Differential Models for Anderson Dual to Twisted $\mathrm{Spin}^c$-Bordism and Twisted Anomaly Map
Abstract
We construct differential models for twisted $\mathrm{Spin}^c$-bordism and for its Anderson dual, and employ the latter to define a twisted anomaly map whose source is the differential twisted $K$-theory.
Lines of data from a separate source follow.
PR #331, opened 2024-05-01
[items] ItemHistory: Adjust to breaking changes & Add new methods for future states

florian-h05:
Refs https://github.com/openhab/openhab-core/pull/3736.

- Rename `Item::history` to `Item::persistence`.
- Rename `HistoricItem` to `PersistedItem` and introduce `PersistedState` for state as string, Quantity & number.
- Make variance, deviation, average, sum & delta return the state as `PersistedState` instead of number.
- Add `**Until` methods for all existing queries.
- Add `nextState` and `nextUpdate` methods.
- Rename `historicState` method to `persistedState`.
- Remove `latestState` method.
- Remove deprecated `evolutionRate` method.
- Add `removeAllStatesSince`, `removeAllStatesUntil` & `removeAllStatesBetween` methods.

With this PR, support for accessing persistence on openHAB 4.1.x or older will be dropped with the next openhab-js release.
Users should either upgrade openHAB to 4.2.x or stay with the current 4.x.x series of openhab-js.
Since there are no known issues in openhab-js, staying on 4.x.x should be fine.


florian-h05:
TBD after merge: 

- [ ] Update Blockly code generation.
- [ ] Update openhab-js tern defs.

rkoshak:
> Make variance, deviation, average, sum & delta return the state (including unit) as string instead of a number.

For consistency, does it make sense to offer `numberAverage` and `quantityAverage` (et. al.) same as we have in Item for accessing the state? `HistoricState` already has those options too so it feels reasonable to expect there to be options for these persistence queries too.

jlaur:
> * Make variance, deviation, average, sum & delta return the state (including unit) as string instead of a number.

Would it make sense to return a `Quantity` instead of a number? I guess in most cases the returned string would be used for creating a `Quantity`?

jlaur:
I wanted to ask this question for some hours, but didn't find time until now, and just after posting I saw @rkoshak's similar question. 😄

rkoshak:
> Would it make sense to return a Quantity instead of a number?

I don't think we'd want to always return a Quantity. If the Item is a plain Number Item there is no unit so a Quantity wouldn't be appropriate in that case. 

Returning a String by default with options for numeric and quantity maps to other places in the library where a state of an Item is accessed (from the Item or from a HisotricState).

florian-h05:
My proposal is to create a class `PersistedState` or `HistoricState` inside the helper library, which has the same properties as https://openhab.github.io/openhab-js/items.HistoricItem.html, and have the current `HistoricItem` just extend this class.
This way it is easily possible to get the state in different formats.

WDYT?

rkoshak:
Works for me.

florian-h05:
Implemented and tested :+1:

PR #332, opened 2024-05-02
Remove deprecated methods & properties

florian-h05:
- [rules] Remove deprecated `state` and `receivedTrigger` event object properties.
- [cache] Remove deprecated default cache (users should either use private or shared cache).
- [actions] Remove `createTimerWithArgument` (users should use `createTimer` or `setTimeout` instead, `createTimerWithArgument` is not even thread-safe).

All these have been marked as deprecated at least since openHAB 3.4, which was released end of 2022, which means users have had enough time to adjust their code.

@rkoshak FYI. I have checked openhab-rules-tools, only usage of deprecated methods I could find was in open_reminder.yaml and debounce.yaml. However both of these are only published for openHAB 3.x on the marketplace, therefore this should be fine.


rkoshak:
I want to make sure that those versions of the rule templates remain compatible with the version of the helper library that comes with the 3.4 add-on so I'll leave them as is. 

I agree, plenty of time has passed. There shouldn't be any OH 4 users trying to use these.

florian-h05:
> so I'll leave them as is.

Sounds reasonable :+1: 

> I agree, plenty of time has passed.

And moving away from the deprecated methods was relatively easy and straighforward.

I am getting rid of the deprecated stuff now because with #331 there already is a breaking change for the next release, so I can now bundle all breaking changes into one release.

Issue #333, opened 2024-05-30
Support passed in values for manually called JSRules


rkoshak:
I've had a few users who want to use my rule templates but who also want to use .js files and JSRule for all their other rules. This means that they have a rule that gets called from a UI rule and when called data is passed to the called rule. 

I UI rules one can simply use the passed in variables by name. Clearly that won't work with JSRule.

I've looked at how the `event` Object is created: https://github.com/openhab/openhab-js/blob/523d874a192d97444f502c271e3ed32b8bc45c63/src/rules/rules.js#L358 and it's not clear to me what the last line of that function is doing. What's `"module"` and does that contain the additional passed in data?

If not, would it be acceptable to do one of the following?

1. if there is no rule trigger (i.e. it was manually triggered), stuff `data` with anything extra that's in `input`
2. no matter how the rule is triggered, add anything extra in `input` to `data`
3. add `input` itself to `data` as `raw`

With option 1 and 2, if the calling rule passes a variable `foo` the callee rule would access that via `event.foo`.

With option 3, if the calling rule passed a variable `foo` the callee rule would access that via `event.raw.foo` (or something more appropriate if `raw` is the wrong name). 

Or maybe `module` already does option 3? I assume this is the result from https://www.openhab.org/javadoc/latest/org/openhab/core/automation/rule#getModules() and the docs for `Module` talk about `Inputs` but as far as I can tell this is not what I'm looking for. 

Before I go too far down the rabbit hole researching and prepare a PR I want to make sure it would be accepted in the first place. I'm inclined to use approach 3 as the least likely to cause problems now and in the long run. 

## Your Environment
openhab-js 5.0.0 is my current environment.

florian-h05:
Let's go for solution 3!
Just don't forget to update the README.

PR #334, opened 2024-05-31
[rules] Add original input to event for file-based rules

rkoshak:
# [JSRule] Add original input from the event that triggered a rule to the JS `event` Object passed to file based rules

# Description

There are circumstances where one may need to access the raw Java Objects from the event passed to a rule or to access variables passed into the rule by a calling rule.  This PR adds the original contents of all the input passed to the rule as a `raw` property on the `event` Object passed into file based rules. Managed script actions and script condition always get the original and not the converted JS `event` Object. 

For a usage example, to access the property `foo` passed from a calling rule, use `event.raw.foo` or `event.raw['foo']`.

# Testing

To test I created a JS Rule that dumps the `event` Object.

```javascript
rules.JSRule({
  name: 'Dump event Object',
  description: 'Logs out the event Object',
  triggers: [],
  execute: (event) => {
    utils.dumpObject(event, true);
  },
  id: 'dumpEvent',
  tags: ['Script']
});
```

I then tested by manually running the following from the -Scratchpad- Script:

```
rules.runRule('testEvent', {'foo':'bar', 'baz':'bim'}, true);
```

and verified that `event.raw.foo` is `"bar"` and `event.raw.baz` is `"bim"`.

Next I exercised it from a rule that uses Thing trigger by instantiating an instance of https://community.openhab.org/t/thing-status-reporting-4-0-0-0-4-9-9-9/143180/ that calls this rule when ever a Thing changes status with a number of properties passed in. I then verified that the `event.raw` contains `thingID`, `oldStatus`, `oldDetail`, `newStatus`, `newDetail` and `thing` and each is the expected value. This second test was to ensure that the data gets passed both when a rule is called from a manually triggered rule and from an event triggered rule. 

Solves #333


florian-h05 (approved):
LGTM, thanks!

I will update the JSDoc and regenerate type defs and merge afterwards.-

PR #371, opened 2024-08-06
[items] Item: Add increaseValueTo/decreaseValueTo methods

### LINKED ISSUE #369: Function to send Item updates only in some cases
I have a rule "when it gets dark outside, turn on the lights to 20%": `items.getItem("Lights").sendCommand("20")`. However this will darken the light when it has been turned to 100% manually before. I wrapped it in a `if` to avoid this, but maybe a function for this could be added, similar to `sendCommandIfDifferent()`:
- `increaseValueTo(value)`: Send the command only when `value` is larger than the current state.
- `decreaseValueTo(value)`: Send the command only when `value` is smaller than the current state.

This only applies to `Number` Items.

Feel free to close this if you think it's too niche.

florian-h05:
Closes #369.

Also:
- Make `Item::getToggleState` method private.
- Adjust `Item::getToggleState`/`Item::sendToggleCommand` method to .type changes from a previous PR
- Use brightness value of Color Items for `Item::numericState`.


florian-h05:
@mueller-ma You can download the dist-without-license artifact from https://github.com/openhab/openhab-js/actions/runs/10271819868?pr=371 and put the openhab.js file contained in the ZIP into the $OPENHAB_CONF/automation/js/node_modules folder.
Then disable injection caching in the add-on settings and you can try out the new methods.

WRT to naming: increaseValueTo and decreaseValueTo are short, but not really in line with sendCommand, sendToggleCommand, sendCommandIfDifferent. But sendIncreaseValueToCommand are too long?

mueller-ma:
What about sendIncreaseCommand()?

florian-h05:
Sounds good - have you been able to give this PR a try?

mueller-ma:
I tested `sendIncreaseCommand(10)` on a Dimmer item that was at 100 and it got decreased to 10. How can I help to debug this?

florian-h05:
I cannot reproduce this issue with basic Dimmer and Number Items (means no metadata, just a Item with a name).

If you have changed the dimmer to 100 and sendIncreaseCommand right afterwards, i.e. by having a script that does these two steps after each other, it may be the case that a wrong command is sent because the Item state hasn't been updated yet.

This works just fine for me:

```js
var item = items.test_dimmer

item.sendCommand(100)

java.lang.Thread.sleep(500)
item.sendIncreaseCommand(10)

java.lang.Thread.sleep(500)
item.sendDecreaseCommand(15)

java.lang.Thread.sleep(500)
item.sendIncreaseCommand(50)

java.lang.Thread.sleep(500)
item.sendIncreaseCommand(10)
```

Note the sleeps to avoid the above mentioned issue.

florian-h05:
You can enable debug logging (just added it) by setting the log level of `org.openhab.automation.openhab-js.items` to DEBUG.

florian-h05:
@mueller-ma Let me know when you have been able to test it again.

mueller-ma:
Now it seems to work. Maybe I did something wrong with downloading the library the first time.

Thank you for this PR 👍

Issue #375, opened 2024-08-26
[items] ItemPersistence: Add median functions 


florian-h05:
See https://github.com/openhab/openhab-core/pull/4345.

PR #376, opened 2024-08-26
[items] ItemPersistence: Add medianSince, medianUntil and medianBetween methods

mherwege:
Closes https://github.com/openhab/openhab-js/issues/375

Signed-off-by: Mark Herwege <mark.herwege@telenet.be>


mherwege:
Not sure why the signoff check fails

src/items/item-persistence.js
```diff
@@ -602,6 +602,45 @@ class ItemPersistence {
     return _stateOrNull(PersistenceExtensions.averageBetween(this.rawItem, ...arguments));
   }
 
+  /**
+   * Gets the median value of the state of a given Item since a certain point in time.
+   *
+   * @example
+   * var yesterday = new Date(new Date().getTime() - (24 * 60 * 60 * 1000));
```
florian-h05, line 609: Rather use JS-Joda in the example - we never use the native JS Date because it is not that great:

```suggestion
   * var yesterday = time.toZDT().minusDays(1);
```

florian-h05 (changes requested):
Just one minor remark:

(Please regenerate type defs after that change.)

src/items/item-persistence.js
mherwege: Changed

florian-h05 (approved):
LGTM, thanks!

PR #397, opened 2024-11-06
Update return type for getItem() to indicate it can return null

Dopeyr:
# Update items.getItem return type to indicate it can return null

# Description

getItem() can return null when `nullIfMissing` is set to true, but the return type is currently just `Item`.

# Testing

N/A


florian-h05:
This is intentional, as by default null is not returned and instead an error is thrown.
Declaring null as output leads to TypeScript type checking inside the IDE to require checking for null when calling `getItem(itemName)`, which is not intended.

Dopeyr:
> This is intentional, as by default null is not returned and instead an error is thrown. Declaring null as output leads to TypeScript type checking inside the IDE to require checking for null when calling `getItem(itemName)`, which is not intended.

Thanks @florian-h05 - I did wonder what the solution to this is as `getItem(itemName, true)` returns me the wrong type and I'm working round it with `getItem(itemName, true) as Item | null` in typescript.

I looked into `@overload` in jsdoc to specify two function signatures (if nullIfMissing is not specified, return `Item`, if it is specified return `Item | null`) but I wasn't successful. The types output didn't change. I'm new to jsdoc so I could just be missing something simple there.

Thanks, Andy.

florian-h05:
Checking https://www.typescriptlang.org/docs/handbook/jsdoc-supported-types.html, it doesn’t seem there is a solution for that, which is unfortunate but can be lived with.

PR #408, opened 2024-12-18
Use configured time-zone when converting `DateTimeType` to `ZonedDateTime`

### LINKED ISSUE #404: Adjust use of deprecated `DateTimeType::getZonedDateTime`  method in `time::toZDT`
Due to https://github.com/openhab/openhab-core/pull/3583,
it is required to adjust 

https://github.com/openhab/openhab-js/blob/5ebf646404b75de3c26b2d810f25520e3843ca12/src/time.js#L189

and 

https://github.com/openhab/openhab-js/blob/5ebf646404b75de3c26b2d810f25520e3843ca12/src/time.js#L294

to `DateTimeType.getZonedDateTime(zoneId)`.

This however cannot be done without breaking backwards compatibility with openHAB < 4.3, so we have to postpone this change to the next breaking openhab-js release.

jlaur:
This removes usages of the deprecated `DateTimeType` method [getZonedDateTime()](https://www.openhab.org/javadoc/latest/org/openhab/core/library/types/datetimetype#getZonedDateTime()) and instead applies the time-zone configured in openHAB.

Related to openhab/openhab-core#3583
Resolves #404

### DIFF
--- a/src/time.js
+++ b/src/time.js
@@ -186,7 +186,7 @@ function _convertItemRawState (rawState) {
   } else if (rawState instanceof StringType) { // String type Items
     return _parseString(rawState.toString());
   } else if (rawState instanceof DateTimeType) { // DateTime Items
-    return javaZDTToJsZDT(rawState.getZonedDateTime());
+    return javaInstantToJsInstant(rawState.getInstant()).atZone(time.ZoneId.systemDefault());
   } else if (rawState instanceof QuantityType) { // Number:Time type Items
     return _addQuantityType(rawState);
   } else {
@@ -288,10 +288,10 @@ function toZDT (when) {
     return _addMillisToNow(when.floatValue());
   }
 
-  // DateTimeType, extract the javaZDT and convert to time.ZDT
+  // DateTimeType, extract the javaInstant and convert to time.ZDT, use the configured timezone
   if (when instanceof DateTimeType) {
-    log.debug('toZTD: Converting DateTimeType ' + when);
-    return javaZDTToJsZDT(when.getZonedDateTime());
+    log.debug('toZDT: Converting DateTimeType ' + when);
+    return javaInstantToJsInstant(when.getInstant()).atZone(time.ZoneId.systemDefault());
   }
 
   // Add Quantity or QuantityType<Time> to now


src/time.js
```diff
@@ -186,7 +186,7 @@ function _convertItemRawState (rawState) {
   } else if (rawState instanceof StringType) { // String type Items
     return _parseString(rawState.toString());
   } else if (rawState instanceof DateTimeType) { // DateTime Items
-    return javaZDTToJsZDT(rawState.getZonedDateTime());
+    return javaInstantToJsInstant(rawState.getInstant()).atZone(time.ZoneId.systemDefault());
```
florian-h05, line 189: I would rather get the ZonedDateTime from the DateTimeType with Java code and convert that Java ZDT to a JS ZDT.

jlaur: You cannot get it from the `DateTimeType` without breaking compatibility with OH 4.3 - see https://github.com/openhab/openhab-js/issues/404#issuecomment-2536814538. But you can of course get it from the Java `Instant` class in the same way as `DateTimeType` does it:

```java
    public ZonedDateTime getZonedDateTime(ZoneId zoneId) {
        return instant.atZone(zoneId);
    }
```

So in this case we would need to:
- Convert `time.ZoneId.systemDefault()` to Java `ZoneId`.
- Call Java `rawState.getInstant.atZone`.
- Convert the result to JS `ZonedDateTime`.

What would be the benefit of doing that rather than doing it directly in JS?

florian-h05: Possibly performance impact, but I guess it doesn’t matter really matter given how the javaZDTToJsZDT method works.

florian-h05 (approved):
LGTM, thanks!

Have you tested this?

jlaur:
> Have you tested this?

Yes, given this:
```shell
openhab:update TestDateTime 2024-10-31T12:00:01-0800
```

and this rule code:
```javascript
var zoned = time.toZDT(items.TestDateTime);
console.log(zoned.toString());
```

Initial:
```
2024-12-23 21:00:00.186 [INFO ] [enhab.automation.script.file.test.js] - 2024-10-31T21:00:01+01:00[Europe/Copenhagen]
```

After setting OH time-zone and running the rule again:
```
2024-12-23 21:04:04.607 [INFO ] [enhab.automation.script.file.test.js] - 2024-10-31T18:00:01-02:00[America/Scoresbysund]
```

florian-h05:
Thanks for taking care of this!

PR #349, opened 2026-06-09
Fix stokes passed as integer string to imsubimage in 4D mosaic path

EOakes:
In the channel-by-channel ndim==4 path of mosaic_aligned_data, imsubimage was being called with stokes='0' (an integer index as a string), but it requires a polarization label like 'I'. Fixed by reading the stokes labels from the coordinate system of myia_sum, which is already open at that point.

### DIFF
--- a/CHANGELOG.md
+++ b/CHANGELOG.md
@@ -31,6 +31,7 @@ and this project adheres to [Semantic Versioning](https://semver.org/spec/v2.0.0
 - Large-cube memory issues with channel-wise processing (#323)
 - Fixed TP crash when different atmospheric correction types are used (#343).
 - Calculation of additional number of channels in regrid mstransform call (#344).
+- Fix stokes passed as integer string to imsubimage in 4D mosaic path (#349).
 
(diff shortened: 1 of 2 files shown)


thomaswilliamsastro:
Seems reasonable to me. I wonder why we haven't found this before? Any ideas @EOakes? I would have thought this should affect any mosaics we're trying to run...

thomaswilliamsastro (approved):

EOakes:
> Seems reasonable to me. I wonder why we haven't found this before? Any ideas @EOakes? I would have thought this should affect any mosaics we're trying to run...

I think it's the fact that a) the cube has to be big enough to trigger the memory-managed path, and b) the input images need to be 3D so adddegaxes fires - in previous testing for #323, I may have overlooked the second condition.

thomaswilliamsastro:
@EOakes OK! It's clear to me that we should probably just keep the 4 axes around through postprocessing so we save a bunch of time adding them back in and ripping them out, so this seems like a good point to start

PR #353, opened 2026-06-12
Keeps Stokes throughout postprocessing

thomaswilliamsastro:
This PR fixes the unnecessary slowdowns that come with re-adding degenerate axes throughout postprocessing.

CASA now typically crashes if the images don't have 4 axes in, which it didn't use to. So we now spend a lot of time ripping them out and putting them back in, which can take a long time for big cubes. Now, we just keep the Stokes axis in throughout, dropping when we export to fits at the end.

This also finally fixes the feather/feather_before_mosaic logic:

- If feather is True and feather_before_mosaic is False, it will feather together individual mosaic tiles, as well as mosaicking the interferometric and singledish data before feathering those together for the final mosaic of mosaics. 
- If feather is True and feather_before mosaic is True, then it will instead mosaic together the feathered individual tiles. Note that if feather_before_mosaic is True, it will still create the full singledish image, but will not use this for the final mosaic.

Fixes:
- Fix bug with has_memory_issue call
- Ensure coordinate axes between interferometric/singledish data match up when staging in postprocessing
- Fix pixperbeam in trim cube to actually respect min_pixperbeam
- Remove dropdegaxes calls, since we don't use them any more
- ccr_dropdeg has now been renamed to ccr_importfits, and modified to either import a fits file or just copy over
- Fix logic with feather_before_mosaic

### DIFF
--- a/phangsPipeline/casaCubeRoutines.py
+++ b/phangsPipeline/casaCubeRoutines.py
@@ -102,20 +102,27 @@ def check_getchunk_putchunk_memory_issue(
         list_to_return.append(cube_mask)
     if return_shape:
         list_to_return.append(cube_shape)
-    return tuple(list_to_return)
+
+    list_to_return = tuple(list_to_return)
+
+    # If we're only returning one thing, remove
+    # the list for forward-proofing
+    if len(list_to_return) == 1:
+        list_to_return = list_to_return[0]
+
+    return list_to_return
 
 #endregion
 
 #region Copying, scaling, etc.
 
-def copy_dropdeg(
+def copy_importfits(
     infile=None,
     outfile=None,
     overwrite=False
     ):
     """
-    Copy using imsubimage to drop degenerate axes. Optionally handle
-    overwriting and importing from FITS.
+    Copy file, handling overwriting and importing from FITS.
     """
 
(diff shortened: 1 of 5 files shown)


phangsPipeline/casaCubeRoutines.py
```diff
@@ -557,15 +542,18 @@ def trim_cube(
...
         bmaj = hdr['restoringbeam']['major']['value']
 
-        pix_per_beam = bmaj*1.0 / pixel_as*1.0
+        pixperbeam = bmaj*1.0 / pixel_as*1.0
+
+        # Calculate the rebinning factor, and rebin if >1
+        rebin_factor = int(np.floor(pixperbeam / min_pixperbeam))
 
-        if pix_per_beam > 6:
+        if pixperbeam > 1:
```
low-sky: It seems like the right move here is to test if rebin_factor > 1?  I haven't moved through but it seems lie pixperbeam could be larger than 1 but the flooring might make it 1?

low-sky (approved):

phangsPipeline/casaCubeRoutines.py
thomaswilliamsastro: fixed

PR #360, opened 2026-06-20
BUGFIX: cleanmask support for sdintimaging

low-sky:
The new sdintimaging code crashes out when a cleanmask is used.  It tries to use the joint cube as a header template for aligning the clean mask. That cube doesn't exist at the time when the alignment code is called.  This bug fix uses the regridded single dish cube as a header template instead.


thomaswilliamsastro (approved):

thomaswilliamsastro:
This seems reasonable to me. Just to check, the .int file also doesn't exist at this point? If that does, I'd suggest using that over the .sd, just for readability

low-sky:
It didn't actually exist at this point but agree that int would be best to template off.

PR #362, opened 2026-06-24
Add more control over multiscale clean scales

### LINKED ISSUE #270: Add clean scales as ratios of the beam size
Instead of giving clean scales only in arcsec:
```
interf_config   	  12m       {'clean_scales_arcsec':[0.5,1,2.5,5.0]}
```
enable a mode in Nx the beam:
```
interf_config   	  12m       {'clean_scales_beam_ratio':[0, 1.0, 2.0, 5.0]}
```

This will be more useful for some of the higher-res CO(2-1) mapping that use different 12m configs to reach the same physical scales across the sample.

thomaswilliamsastro:
Fixes #270 

This PR adds two new options for setting multiscale clean scales, ``clean_scales_beam`` and ``clean_scales_auto``.

The list ``clean_scales_beam`` option allows you to define clean scales as multiples of the beam. If both ``clean_scales_beam`` and ``clean_scales_arcsec`` are defined, then these will be both be used to form a single list of clean scales.

The boolean ``clean_scales_auto`` option, allows for fully automatic setting of the clean scales based on the beam and the LAS of the data. If this is set to True, then will add scales of [0, beam FWHM], then continue multiplying by ``clean_scales_auto_factor`` (default 2) up to ``clean_scales_max_las_fraction`` * the LAS of the data (default 1). Note that setting this will override ``clean_scales_arcsec`` and ``clean_scales_beam``.

- Add ``clean_scales_beam``
- Add ``clean_scales_auto``
- If available, pull beam size from image, or fall back to calculating from visibilities
- Clean scales are now rounded, rather than simply cast to int
- Update docs
- Update CHANGELOG

### DIFF
--- a/CHANGELOG.md
+++ b/CHANGELOG.md
@@ -18,6 +18,7 @@ and this project adheres to [Semantic Versioning](https://semver.org/spec/v2.0.0
 - Add badges to README.md (#358).
 - Add support for multiple MSs in singledish pipeline (#365).
 - Added .codecov.yml to configure codecov (#364).
+- Add more control over multiscale clean scales (#362).
 
 ### Changed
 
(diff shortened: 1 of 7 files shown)


thomaswilliamsastro:
Moving this back to draft following useful feedback at ADR today

thomaswilliamsastro:
Beam is now pulled from image if available, exposed the important controls for the automatic clean scale setting, and docs updated

@low-sky ready for review!

low-sky (approved):

PR #363, opened 2026-06-25
Add tests for utilsLists, and tidy up

thomaswilliamsastro:
- Formatting pass for utilsLists
- Add fail states to functions
- Remove unused lohi_vecs_to_pairs function
- Add tests for functions
- Update CHANGELOG

### DIFF
--- a/phangsPipeline/utilsLists.py
+++ b/phangsPipeline/utilsLists.py
@@ -1,23 +1,39 @@
-"""
-General purpose utilities.
-"""
-
-
 def select_from_list(
-    master_list, 
-    first=None,
-    last=None,
-    skip=[],
-    only=[],
-    loose=True,
-    ):
+    master_list: list,
+    first: str | None = None,
+    last: str | None = None,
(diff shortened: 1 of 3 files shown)


phangsPipeline/utilsLists.py
e-koch, line 1: @thomaswilliamsastro can you confirm the behaviour is unchanged for these functions, and that's what the tests are based on? I'm struggling to follow the changes in logic and whether they're equivalent

e-koch (commented):
See the comment I added. I think this is all good, but the structure of the logic changed a lot in the updated functions and I don't have a great sense whether it's equivalent and just cleaned up.

phangsPipeline/utilsLists.py
thomaswilliamsastro: Yeah, they produce the same things they used to. It's just all been tidied up and reformatted

e-koch: thanks! will merge

e-koch (approved):

PR #365, opened 2026-07-15
Add support for multiple MS singledish processing

### LINKED ISSUE #346: Looks like there is memory if you keep rerunning singledish pipeline without wiping?
Someone else should verify this but it seems to me that if you rerun the singledish pipeline without wiping the processing directory the brightness of the cube becomes pathological (gets much brighter in Jy/beam). We should probably add a wipe of the temp directories and/or a cleanup to the singledish pipeline.

Would be great if someone can verify this.

thomaswilliamsastro:
This PR adds support for cases where we have multiple singledish MSs for a given target. Essentially, this just adds an extra loop for each MS, but also takes some time to clean up the folder structure a little bit.

This also hopefully fixes #346, since the calibrated/ directory will be cleared out on rerunning, so shouldn't keep applying calibration

- handleSingleDish no longer complains about multiple singledish entries
- Each MS is now copied to a separate folder within the processing root
- When running processing, data is now moved from raw/ to calibrated/, to make things cleaner
- If the calibration has been run before, will clear out the calibrated/ directory before running again

### DIFF
--- a/CHANGELOG.md
+++ b/CHANGELOG.md
@@ -16,6 +16,7 @@ and this project adheres to [Semantic Versioning](https://semver.org/spec/v2.0.0
 - Added more detailed instructions for installing analysisUtils (#340).
 - Included initial documentation (#348).
 - Add badges to README.md (#358).
+- Add support for multiple MSs in singledish pipeline (#365).
 
 ### Changed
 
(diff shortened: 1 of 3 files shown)


low-sky (approved):
No issues with this that I see.  Thanks @thomaswilliamsastro

PR #366, opened 2026-07-15
Fix crash with swapped Spectral/Stokes axes for large mosaics

thomaswilliamsastro:
This PR fixes a crash that can occur if the spectral/Stokes axes are swapped when creating a large mosaic.

- Fixed crash if spectral/Stokes axis is swapped when making large mosaics

### DIFF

Our differential model for the twisted Anderson dual follows the formalism developed in [YY23]. To connect these constructions with the geometric framework of the Atiyah-Singer index theory, we further present a gerbe-theoretic formulation of our models in terms of bundle gerbes and gerbe modules [Mur96] [BCMMS02]. Within this geometric setting, we define the twisted anomaly map \[ \widehat{\Phi}_{\widehat{\mathcal{G}}}\colon \widehat{K}^{0}(X,\widehat{\mathcal{G}}^{-1}) \longrightarrow \bigl(\widehat{I\Omega^{\mathrm{Spin}^c}_{\mathrm{dR}}}\bigr)^{n}(X,\widehat{\mathcal{G}}), \] whose construction naturally involves the reduced eta-invariant of Dirac operators acting on Clifford modules determined by the twisted data. Conceptually, this map is expected to encode the anomalies of twisted $1|1$-dimensional supersymmetric field theories, in accordance with the perspectives developed in [ST11] and [FH21].